Due to the nature of their work, Policy teams care passionately about procedural fairness and transparency. They will demand the same when it’s time to select leads on the team, especially if you’re picking someone who’s already a teammate.

The above approach offers several benefits beyond finding the most suitable candidate. It also:

  • Helps identify any critical information or context that the selected candidate needs but doesn’t yet have;
  • Offers everyone on the team visibility into the caliber of the candidate’s thinking and abilities through the shared, anonymized Strategy doc; 
  • Gives ambitious but unqualified aspirants a private, face-saving way to realize they’re not quite ready for the role when they struggle to flesh out their strategy;
  • Crowdsources fresh ideas and insights from all applicants through their respective submissions;  
  • Increases employee engagement and job satisfaction when the successful candidate gets to implement elements of their strategy or incorporates ideas from other submissions;
  • Sets the selected candidate up for success because they already have a plan before they even step into the role.
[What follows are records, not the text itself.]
PR #3748, opened 2026-09-10
fix(sdr): mirror metadata_template_key onto object_filter in sdr:fetch_metadata

Lalit3716-atlan:
## Problem

Over SDR, metadata-widget dropdowns that select a source by routing key — e.g. a warehouse-vs-schema-tree widget — return the wrong data and render nothing, while the same `/metadata` request in direct mode works.

The HTTP `/metadata` route mirrors the widget routing key (`metadataTemplateKey` / `type`, which lands on `metadata_template_key` via its validation alias) onto the legacy `object_filter` when that's empty, so per-entrypoint handlers reading `object_filter` get the right source:

https://github.com/atlanhq/application-sdk/blob/main/application_sdk/handler/service.py#L3087-L3090

The `sdr:fetch_metadata` activity skipped that step. So over SDR `object_filter` stayed empty and the handler ran its **default** fetch (the schema/table tree) for every request — the source-selecting widget got catalog/schema rows and rendered nothing.

## Fix

Apply the same mirror in the `sdr:fetch_metadata` activity, right before the handler call, so the SDR metadata path is equivalent to the direct HTTP path. An explicit `object_filter` still wins.

This is one half of the end-to-end fix: heracles must also forward the request body to the worker so `metadata_template_key` actually arrives (dropped today, forwarded in atlanhq/heracles#6502 / #6503). With the body forwarded but this mirror absent, `object_filter` is still empty; both changes are required.

## Tests

`tests/unit/execution/test_sdr.py::TestSdrActivities::test_fetch_metadata_mirrors_template_key_onto_object_filter` — asserts the mirror populates `object_filter` from `metadata_template_key`, and that an explicit `object_filter` is not overwritten. Full SDR suite green (45 passed).

### DIFF
--- a/application_sdk/execution/_temporal/sdr.py
+++ b/application_sdk/execution/_temporal/sdr.py
@@ -694,6 +694,11 @@ def build_sdr_activities(
     async def fetch_metadata(input: MetadataInput) -> MetadataOutput:
         if input.agent_json is not None and input.agent_json.is_populated():
             input.credentials = await _resolve_agent_credentials(input.agent_json)
+        # Mirror the widget routing key onto object_filter when that's empty, matching
+        # the HTTP /metadata route, so per-entrypoint hooks reading the legacy field
+        # keep working over SDR (e.g. the warehouse-vs-schema-tree metadata widget).
+        if not input.object_filter and input.metadata_template_key:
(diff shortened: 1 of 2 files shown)


Lalit3716-atlan:
@sdk-resolve

PR #3753, opened 2026-09-10
feat(worker): act on a restart the memory limit caused

TechyMT:
## Problem

A worker container killed for memory is restarted in place by the kubelet, and a pod's resource spec is immutable — so it comes back on the limit that just killed it. [#3722](https://github.com/atlanhq/application-sdk/pull/3722) gave a restarted worker a marker to detect that, and a bounded idle instead of polling straight back into the same pod.

The marker says a restart happened. It cannot say **why**, and it cannot get the pod replaced. Two consequences:

- A container that merely crashed (exit 1, `Error`) comes back on a limit that was never the problem, and the idle costs availability for nothing. A crash-looping worker pays it on every loop.
- Idling only helps if something outside replaces the pod. Where nothing watches, the worker idles out its budget and resumes on the same limit anyway.

## What this adds

The worker asks. One `GET` to the activity rerouter's `/restart-advice`, naming this pod, and the answer decides whether to hold off.

```
marker found -> GET /restart-advice?namespace=&pod=&container=
             -> {"wait": true, "reason": "eviction-scheduled", "waitSeconds": 114}
             -> idle, without polling, until replaced
```

Both questions are answered on the other side, which is where the answers actually live. The rerouter sees the OOMKill through its pod informer and owns the eviction that replaces the pod, so *was this memory* and *is a replacement coming* are the same question there: a pod is only in its queue because it was OOMKilled, and it is only still in the queue because the eviction is still to come. A crash-restart leaves a marker, asks, is not queued, and polls immediately.

This is what keeps the SDK free of Kubernetes. No apiserver read, no RBAC, no pod-status parsing. The only thing the worker needs is its own identity, which the downward API already gives it, and the namespace file the kubelet mounts into every pod.

**`ATLAN_OOM_RESTART_CHECK` = `none` (default) | `api`** — whether to ask at all. Off by default, so nothing changes for a deployment that does not set it.

**`ATLAN_RESTART_ADVICE_URL`** — where to ask. Unset means no ask, and the worker polls.

The wait is `min(waitSeconds, ATLAN_DIRTY_RESTART_IDLE_MAX_SECONDS)`, default 150s. The rerouter returns time-remaining-to-eviction plus an admission grace, so the wait tracks the actual eviction rather than a constant; the budget is only a ceiling. Measured on a tenant: asked at kill+20s, told 114s, evicted at kill+89s, replacement running at kill+94s.

## Everything fails toward polling

Holding a worker back is only worth the activity's retry budget while something is genuinely on its way. Every way of not getting a clear yes resumes polling: the check switched off, no URL configured, `K8S_POD_NAME` or `K8S_CONTAINER_NAME` unset, a 2s timeout, a refusal, a body that will not parse, or an answer of `wait: false`. None of those establish that a replacement is coming, and the worst outcome of this whole feature has to be a worker that starts normally — so `wait_if_pod_restarted` also swallows anything raised inside it.

One further bound: a worker parks **once per pod**. If the wait on the previous start did not get the pod replaced, the thing it waits for is not coming, and a crash loop would otherwise pay the penalty on every loop.

## Reading it back

One row per start, because two deployments of one image differ only in this configuration:

```
restart handling: check=api advice=http://…/restart-advice budget=150s marker=/run/atlan
this is container start 2 in this pod - an earlier one did not return cleanly
this pod is due to be replaced (eviction-scheduled), so this worker holds off polling for up to 114s
```

and, once a minute while idle, `still not polling, Ns of Ms left` — the only signal that a pod is deliberately idle rather than wedged.

## Deployment contract

`K8S_POD_NAME` and `K8S_CONTAINER_NAME` from the downward API, the marker's memory-backed `emptyDir` at `/run/atlan`, and `ATLAN_RESTART_ADVICE_URL` pointing at the rerouter Service. That Service must publish the advice port — [atlan#14930](https://github.com/atlanhq/atlan/pull/14930) / [#14931](https://github.com/atlanhq/atlan/pull/14931) / [#14932](https://github.com/atlanhq/atlan/pull/14932) add it; without them the endpoint is reachable only inside the rerouter's own pod and every worker polls.

Nothing is granted to the worker. That is the point of asking rather than reading.

## Tests

68 tests across `tests/unit/common/test_restart_marker.py` and `tests/unit/test_constants.py`. A stand-in advice server covers each answer and each failure mode, so the fail-toward-polling paths are exercised rather than assumed.

Each new guard was checked by removing it and confirming a test goes red.

## Proof

Run end to end on an internal tenant against the shipped rerouter Service, not a test rig:

| | |
|---|---|
| kill | OOMKilled at a 362Mi limit |
| ask | marker found, told `eviction-scheduled`, held off polling for 114s |
| replace | VPA 362Mi → 728Mi, evicted at kill+89s, replacement at 728Mi |
| result | **one** OOM, workflow completed on attempt **2 of 3** |

The same scenario with the worker polling instead of parking took a second OOM and finished on attempt 3 of 3, so the spare attempt is what parking buys.

## Open question for review

A worker asks once. If its container restarts and reaches the endpoint before the rerouter's informer has delivered the OOM, the answer is `no-eviction-scheduled` and the worker polls — the mechanism silently no-ops for that kill. The rerouter has won that race in every run so far, and the Python side is slow enough to start that it likely always will, but nothing guarantees it. Re-asking once mid-wait would close it; say if that is worth the extra call.


cmgrote (changes requested):
Requesting changes. This is a careful PR, and `check=api` is the right mechanism — but it addresses one of the five points from my review on #3722, and it is the one I ranked third. The point I said decides whether the rest of this matters is untouched: there is no reply on #3722, no commits on that branch since the review (HEAD is still `cda96b63`), and `restart_marker.py:9-10` in this PR still states the premise verbatim.

## The premise is now asserted in three more places

> a pod's resource spec is immutable for its lifetime

`InPlacePodVerticalScaling` has been beta and on by default since Kubernetes 1.33. The evidence I posted on #3722 — apiserver v1.34.7, node kubelets v1.34.9 uniform across the pool, `pods/resize` registered in `/api/v1`, `allocatedResources` populated by the kubelet on live pods, VPA 1.6.0 with all three components deployed — still stands unanswered.

This PR does not merely inherit that premise, it builds on it. The settle window exists because "the replacement's size is fixed when it is admitted, from whatever the recommendation says at that moment". That is true under `updateMode: Initial` and false under `InPlaceOrRecreate`, which VPA 1.6.0 ships. If in-place resize works here, the 90s settle, the 600s budget, and both new actions are solving a problem the platform stopped having — and both PRs collapse into a VPA configuration change.

That question is cheap to close and nobody has run it. One command, from someone with `pods/resize` RBAC:

```
kubectl patch pod <worker-pod> -n <ns> --subresource resize --dry-run=server --type=strategic \
  -p '{"spec":{"containers":[{"name":"<container>","resources":{"limits":{"memory":"<bigger>"}}}]}}'
```

Everything below assumes that comes back negative.

## Scorecard against the #3722 review

| Point | Status here |
|---|---|
| Premise: pods mutable since 1.33 | Not addressed, not acknowledged |
| Parks on "did not exit cleanly", not on OOM | **Addressed** — `check=api` is alternative 3 from that review. Opt-in only, so unchanged by default. The no-RBAC variant (write `memory.peak` into the marker so the next container can tell 98%-of-limit from 30%) was not taken |
| `restarted_count` computed then discarded | Not addressed — still log-only at `restart_marker.py:284-289`. See finding 2 |
| Resume narrow instead of resuming late | Not addressed, not discussed |
| Budget 600 → roughly 120-150s | Not addressed — default is still `600`. This PR's own example log row prints `budget=150s`, which is not what the code does. `settle=90` now comes out of that same budget, which strengthens the case rather than weakening it |

Alternative 1 (delete own pod) landed as `action=delete`. Alternative 2 (in-place resize) is the one that would delete the module, and it is the one skipped.

## Findings in this PR, ranked

**1. `eject` reports success while doing nothing.** `EJECT_BYTES` is a hardcoded 4 MiB (`restart_marker.py:149`). The volume's `sizeLimit` is set in the chart and this code cannot read it. Where `sizeLimit >= 4Mi`, the write succeeds, `eject_this_pod()` returns `True`, and it logs "wrote 4194304 bytes to ..., past the volume's sizeLimit; waiting for the node to evict this pod" — the node evicts nothing, and the worker idles out the remainder believing it acted. That is the one outcome the description rules out ("Nothing reports success while doing nothing"), and it is silent: the log says the opposite of what happened.

Writing until `ENOSPC` does not fix it either — `sizeLimit` is enforced by the kubelet's eviction manager on its housekeeping sweep, not by the filesystem, unless project quotas are on. So either the ballast size becomes configurable and the chart contract pins `sizeLimit` below it, or the success is established by observing the eviction rather than the write.

**2. There is no cross-pod loop breaker, and the marker cannot become one.** The marker lives on the pod's `emptyDir`, so a replacement pod starts at `starts=0`. Under `delete` or `eject` the loop is: OOM, restart in place, count 1, replace the pod, OOM, restart, count 1, replace. `restarted_count` never exceeds 1, so the "cap it on `restarted_count`" suggestion from my last review cannot work as built — it needs state that outlives the pod. With VPA at `maxAllowed`, or an activity that would OOM at any size, this is unbounded pod churn that nothing in the module can stop. `park` has this bounded by construction; `delete` and `eject` remove the bound and do not replace it.

**3. A worker can delete its own pod and then immediately start polling.** `act_when_it_settles` passes `budget - settle` to the post-action idle (`restart_marker.py:422-429`). Set `budget=90` — precisely what my last review asked for — and `remaining` is `0`: the pod is deleted, `hold()` returns `ELAPSED` on its first pass, and the worker logs "waited 0s and nothing replaced this pod; starting the worker on the limit that already failed" and takes work it is seconds away from dropping. The docstring says "go on idling until the shutdown that follows", but the code bounds that idle by leftover budget instead. After a replacement has actually been requested, the only correct exits are shutdown or a floor of the termination grace period — not the remaining budget.

**4. Green CI here is close to no evidence.** `pull_request.yaml` is `branches: [main]`, so a PR based on `feat/dirty-restart-marker` ran **2 checks, not 50**: `pytest .github/scripts/tests` and the allowlist expiry check. No unit tests, no ruff, no conformance, no coverage, no `@sdk-review`. The 83 tests are real work and none of them ran in CI. Worth stating explicitly that the local run is the gate, or re-targeting once #3722 lands.

**5. A fleet-wide WARNING on every worker start.** Inherited from #3722 rather than introduced here, but this PR adds to it. `check_and_update_the_marker` emits `warning("%s is not a directory, ...")` whenever the volume is absent, which is every worker boot in every app that has not opted in — a warning about the non-use of a feature nobody enabled. This PR adds an unconditional `INFO` config row above it. The config row earns its place; the warning wants to be `debug` until the volume exists.

## The three open questions

**1. `check=none` as the default.** With `none`, this PR is behaviourally identical to #3722 — the action switch is never read. So the whole thing is dormant until something grants `pods: get`, and the answer is not "is the RBAC-free default worth the idle" but "does anything reach this code at all". Default to `api` and ship the grant, or say plainly in the description that this lands off and name what turns it on.

**2. PDB bypass.** The more immediate problem is that `eject` advertises "no apiserver call and no permission at all", and then is only reachable under `check=api`, which needs the RBAC. The one path whose selling point is that it needs nothing granted can only be selected by a deployment that already has the grant. Either let `action` apply under `check=none` — the cause is unknown but the pod is being replaced either way, which is a defensible posture — or drop the claim. On the PDB itself: bypassing it is acceptable for a pod that is already not doing work, but it should be stated in the chart's contract rather than discovered.

**3. The 4 MiB synchronous write.** Leave it. It happens once, on a process that is idle by construction and about to be removed. Not worth an executor.

## What would change my position

In order: the resize dry-run coming back negative; finding 1 fixed or the claim withdrawn; a loop breaker for `delete`/`eject` that survives pod replacement. The rest is refinement.

TechyMT:
Folded into #3722, which now carries the whole feature against `main` — marker detection, the advice call, and the bounded wait — as one PR rather than a stack.

The commits here were fast-forwarded onto `feat/dirty-restart-marker`, so nothing was rewritten and every commit is preserved; GitHub closed this as merged once its head became an ancestor of its base. Review threads on this PR stay readable here.

Review on #3722.

PR #3758, opened 2026-09-11
feat(conformance): add D012/D013 for the uv PyPI index pin

vaibhavatlan:
## Context

Atlan IT rolled out the **Endor Labs package firewall** as a machine-wide uv default index (`~/.config/uv/uv.toml`, `default = true`, credentials inline). On any laptop carrying that config, *every* `uv run` / `uv sync` / `uv lock` silently rewrites every package URL in `uv.lock` from `files.pythonhosted.org` to `factory.endorlabs.com/...`.

The rewrite is silent in three ways at once: it prints nothing, it changes no version and no hash, and it touches a file the task at hand never mentioned. Committing it points CI at a credentialed host CI cannot reach — every job then fails at dependency install with **401 Unauthorized**, on a different package each run, which reads as an outage in someone else's infrastructure rather than as a committed file in the repository.

Two Atlan repos have already lost a debugging cycle to exactly this. **This repo was carrying it too**: at the start of this work the tree's `uv.lock` held **3,658** rewritten URLs.

FND-1928 asks for a conformance rule so the fleet gets this by default instead of one repo at a time.

## What this adds

Two rules, both **`scope=both`** and **WARN**-tier, covering the two halves of the problem:

| | **D012** `UnpinnedPackageIndex` | **D013** `NonPyPILockfileIndex` |
|---|---|---|
| Detects | root `pyproject.toml` has no `[[tool.uv.index]]` marked `default = true` pointing at PyPI | root `uv.lock` names a non-PyPI host, or embeds an index credential |
| Nature | preventive — stops the rewrite at source | curative — the damage, once committed |
| Fix | insert a fixed TOML block | restore the lock, or re-lock with `--default-index` |
| Remediation | **mechanical** (prescription wired) | **detect-only → residue**, by decision (see below) |

### Design decisions worth reviewing

- **`scope=both`, not `app`.** The SDK inherits a machine-wide index exactly as an app does — the 3,658 URLs above are the proof. Per the skill's decision principle, `app`-only is reserved for 0% SDK applicability.
- **Both are repo-level**, computed in `scan_all` against the root `pyproject.toml` only. Per-file via `scan_text` would emit one finding per test fixture and per monorepo member — and `scan_text`'s `_is_self_check` guard would have made `scope=both` a lie, since it exempts the SDK from every per-file D rule.
- **D013 anchors on `pyproject.toml`, not `uv.lock`**, and names the lock in its message. A lockfile is regenerated wholesale on every lock, so a `# conformance: ignore[D013]` directive written into it would not survive — anchoring there would leave the rule with **no suppression path at all**. `D011`'s lock branch sets the same precedent.
- **D013 messages carry a host and a count, never a URL.** Findings reach SARIF, GitHub code scanning, CI logs and `remediation/runs/*.sarif`; interpolating a credentialed URL would copy the secret into all four. The credential branch reports neither the URL nor the userinfo, and takes precedence over the host branch — a proxy host in the lock is a broken build, a credential in the lock is a secret to rotate.
- **Zero URLs found is not a pass.** The obvious line-anchored URL regex matches *nothing* in a real `uv.lock`, because uv writes its URLs inside inline tables (`sdist = { url = ... }`) — a mistake already shipped once elsewhere, where the guard is what caught it. A lock that parses but yields no URLs is reported on stderr as undetermined, using the same idiom the suite already has for D003's unresolved deps.
- **`_line_of` could not be reused.** Its table pattern matches single-bracket `[table]` headers only, so `[[tool.uv.index]]` never registered and every lookup fell through to line 1. That would have anchored every finding at the top of the file and put the only working suppression line somewhere no reader would think to write it. `_uv_index_tables` replaces it.
- **Python-only, no Node rule.** All three reference apps (`atlan-openapi-app`, `atlan-mysql-app`, `atlan-metabase-app`) return 404 for `package.json`, so an `.npmrc` conformance rule would grade nothing. The `.npmrc` in this PR is a local fix, not a rule.

### Remediation — wired in the same PR

Per the conformance skill, a detection rule with no remediation path is incomplete.

- **D012 → mechanical.** Prescription added to `areas/dependency.prose.md`: two branches (append the stanza / replace only the offending `url` value), plus two constraints — write it into `pyproject.toml` and **never** a project-level `uv.toml` (which overrides the user config but also suppresses `[tool.uv]`, silently dropping this repo's seven `constraint-dependencies` CVE floors), and do not regenerate `uv.lock` as part of the fix.
- **D013 → residue, never an edit** (`not_remediable = true`). Stated as a decision, not left as a gap: hand-rewriting hosts inside `uv.lock` produces a lock whose URLs no longer match the resolution that generated it — worse than the failure being repaired — and the loop's write scope cannot run `uv` to regenerate it properly. The residue entry carries the recovery recipe and must not reproduce the offending values.
- **No dispatch-table or top-level `Requires` change needed.** `finding.area` is derived from the series letter (`D` → `dependency`), so both rules route through the `violations-dependency` facet that is already subscribed.
- **One interaction called out in the prescription:** the orthogonal gate runs `uv run poe test`, which is itself a `uv` invocation — so in a repo whose lock is poisoned, the gate can rewrite `uv.lock` while validating D012's edit. With the pin in place that moves URLs back *toward* PyPI (correct end state), but the diff is unexpected and the prescription tells the loop to attribute it to the gate.

## Dogfooding — this repo fixes itself here

`pyproject.toml` and `packages/conformance/pyproject.toml` get the pinned index block, framed as scoping the bypass to **this repo's Python resolution only** — the machine-wide Endor config still governs npm, Maven and every other project. `.npmrc` does the same for the dev-only OpenProse package (its `package-lock.json` is still clean, so that half is purely preventive).

**This PR contains zero lockfile changes** — adding an index does not change resolution.

## Verification

- `uv lock --check` at the repo root: resolves 245 packages, leaves `uv.lock` **byte-identical**, where the same command previously left 3,658 rewritten URLs.
- `detect --repo . --series D` against this repo: only the two pre-existing D003 warnings, no D012/D013. Same from inside `packages/conformance` as its own root.
- **Proved by re-detection, not assertion:** on a scratch app repo, D012 and D013 both fire; after applying D012's prescription, D012 clears and D013 correctly persists against the still-poisoned lock, re-anchored on the new index table.
- 19 new tests; **3,564 pass, 1 xfailed**. Five existing fixtures that assert an exact rule-id set now pin the index explicitly, the same way they already declare a conformance dev group to keep D011 quiet.
- `gen-rule-docs --check` clean; repo-root `pre-commit run --all-files` clean (one cosmetic ruff-format commit — the root gate pins ruff v0.6.4, which disagrees with the newer ruff inside `packages/conformance`).

### Known, pre-existing, not touched here

`uv lock --check` fails in `packages/conformance` — its pyproject says `0.29.0` while its lock records `0.27.0`. Verified against `origin/main` (which has no index block at all) that this predates this branch, so it is left alone rather than folded into an unrelated PR.

### Tier

Both land at WARN per new-rule discipline. **D013 is a BLOCK candidate** once fleet-wide counts are known — it describes a guaranteed CI failure, not a style preference.

Refs: [FND-1928](https://linear.app/atlan-epd/issue/FND-1928/add-a-conformance-rule-for-uv-pypi-index)


vaibhavatlan:
@sdk-resolve

PR #3760, opened 2026-09-11
fix(storage): stop materialising an empty prefix as a single file

vaibhavatlan:
## The bug

`materialize_file_reference` decided single-file vs directory **purely from the store listing**. An empty listing is ambiguous — it is what a single object at an exact key looks like, and equally what a directory prefix holding nothing looks like. So a directory-backed ref over an empty prefix fell through to the single-file branch. That branch hashes `local_path` to decide whether it can skip the download, and hashing a directory raises `IsADirectoryError` out of `open(path, "rb")`:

While these additional steps require more work than a typical selection process, I see this as a matter of choosing when and where you will expend your time and effort.

We can invest early on by strengthening the selection process, or we can expend as much (if not more!) energy later when we grapple with resentful accusations of favoritism or pick a candidate who’s not quite strategic enough for the role’s demands. I know which of these two pipers I’d rather pay.

Footnotes

  1. While this post focuses on the task of selecting from internal Policy Lead candidates, the same principles can be adapted and used to hire senior leads in other disciplines (e.g., Principal Application Architect, Chief of Staff, or Program Management Lead). The approach can also be modified to require a policy-writing assignment for screening external candidates. ↩︎
  2. I borrow the term “Tour of Duty” from the book The Alliance: Managing Talent in the Networked Age but use the term more loosely than the original concept proposed in the book.   ↩︎

Author’s note:  I am grateful to several people: LM—with whom I worked to first conceptualize and flesh out this approach; JFR—for trusting us enough to implement it; IR—for reminding me to focus on the ‘value add;’ and DH—for adding much-needed rigor. Any errors and omissions are mine.